[EXCERPTED DATA]

PR #1398, opened 2025-10-27
automatically set --prerelease flag if tag includes alpha|beta|rc

viktorerlingsson:
Automatically tag releases as pre-release if they have `alpha`, `beta` or `rc` in the name, so we don't have to remember to do that manually. 

Create a new release? 😨


viktorerlingsson:
> The change make sense, but hard to test without creating a release :)

Yeah, guess we'll see next time we're creating a release! 🙂

PR #1406, opened 2025-10-28
add limit to the UI for how many messages you can get at once

### LINKED ISSUE #1371: Introduce a limit on "Get messages"
**Summary**  

Requesting too many messages can lead to issues.

**Current Behavior**  
Today a user can request an unlimited number of messages.

Image

**Desired Behavior**  
Limit to say 1000 messages or 10MiB, whichever is smaller.

kickster97:
Adds a limit of 1000 to the queue page when getting messages so users don't run into issues. 
fixes #1371 

We truncate the response to max 50kB, so when getting 1000 msgs we are max handling 50MiB. This takes a second to load in. An option could be to truncate the message to the first 10kB, then it will load a bit faster. 
 
start up LaivnMQ, enqueue many messages and try to get 0 or more than 1000 msgs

[/EXCERPTED DATA]

**EXERCISE:**
Return the full listing. Leave every word as it stands.

**EXPECTED ANSWER:**
PR #1398, opened 2025-10-27
automatically set --prerelease flag if tag includes alpha|beta|rc

viktorerlingsson:
Automatically tag releases as pre-release if they have `alpha`, `beta` or `rc` in the name, so we don't have to remember to do that manually. 

Create a new release? 😨


viktorerlingsson:
> The change make sense, but hard to test without creating a release :)

Yeah, guess we'll see next time we're creating a release! 🙂

PR #1406, opened 2025-10-28
add limit to the UI for how many messages you can get at once

### LINKED ISSUE #1371: Introduce a limit on "Get messages"
**Summary**  

Requesting too many messages can lead to issues.

**Current Behavior**  
Today a user can request an unlimited number of messages.

Image

**Desired Behavior**  
Limit to say 1000 messages or 10MiB, whichever is smaller.

kickster97:
Adds a limit of 1000 to the queue page when getting messages so users don't run into issues. 
fixes #1371 

We truncate the response to max 50kB, so when getting 1000 msgs we are max handling 50MiB. This takes a second to load in. An option could be to truncate the message to the first 10kB, then it will load a bit faster. 
 
start up LaivnMQ, enqueue many messages and try to get 0 or more than 1000 msgs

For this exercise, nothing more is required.